Now he had enough money in his pocket, a month's bed and breakfast at Imam lodging & Boarding where the family rented a cockroach infested room after their long trek from Ifo refugee camp. In hindsight he felt naked without a gun!
The feeling of nakedness was all the stronger since in Somalia you always carried a gun. And your gun was always loaded, and your clips full, too. And sometimes you had hand grenades too and reserves of food in your pack - so you were always self-sufficient in that environment. You felt protected by that heavy weapon. You slept with it and even gave it a woman's name. Ahmed called his AK-47 Dayax (The Moon). It was his Moon until the American Army Rangers and the UN peacekeepers confiscated it from him along with several other lethal weapons.
Now in Nairobi with its sky-scrappers and Mercedes Benzes' and BMWs, he felt unprotected without his Dayax. His great fear was the police and immigration officials. He decided he had better just walk faster and try to imitate the office workers hurrying up for their offices at the fashionable Harambee Avenue.

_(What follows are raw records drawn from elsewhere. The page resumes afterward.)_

PR #432, opened 2019-07-15
BG-13597 / Update payload verification for settlement fees

dacruz21:
Fees are now specified in the trade payload returned from the backend. Update verification logic to match the requested amount against the `subtotal` field, and also verify that the total is calculated correctly

### DIFF
--- a/modules/core/src/v2/trading/tradingAccount.ts
+++ b/modules/core/src/v2/trading/tradingAccount.ts
@@ -1,6 +1,7 @@
 /**
  * @prettier
  */
+import { BigNumber } from 'bignumber.js';
 import * as Bluebird from 'bluebird';
 
 import { Payload } from './payload';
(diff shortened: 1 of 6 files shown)


modules/core/src/v2/trading/tradingAccount.ts
```diff
@@ -2,6 +2,7 @@
  * @prettier
  */
 import * as Bluebird from 'bluebird';
+import BigNumber from 'bignumber.js'
```
tylerlevine: `import { BigNumber }`, it's better to not use the default export.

He hesitated as he saw a dark green Land Rover with a GK plate number parked near the American Embassy, where the JVA offices are located. The acronym stands for Government of Kenya. It could be the police, or even the immigration officials, he thought. He kept walking faster without looking around. In that instant an electric current ran through his body, like a jolt in his stomach -- he almost bolted. Probably they were waiting for him at the JVA offices to bounce on him! And in another instant two plain-clothes detectives and a uniformed constable, probably their driver emerged from the ground floor. None of them looked at him, instead the two detectives were yelling at the uniformed constable in Kiswahili.
Ahmed breathed a sigh of relief.
The girl selling cigarettes at a kiosk in the lobby of the 15th story building opposite the JVA offices smiled at him after he bought a packet of Embassy and a box of matches. Ironically, NO SMOKING in conspicuous signs prevailed at the lobby. Sensing his uneasiness, the girl told him to light up and ignore the signs, "put up by frightened English people," she said.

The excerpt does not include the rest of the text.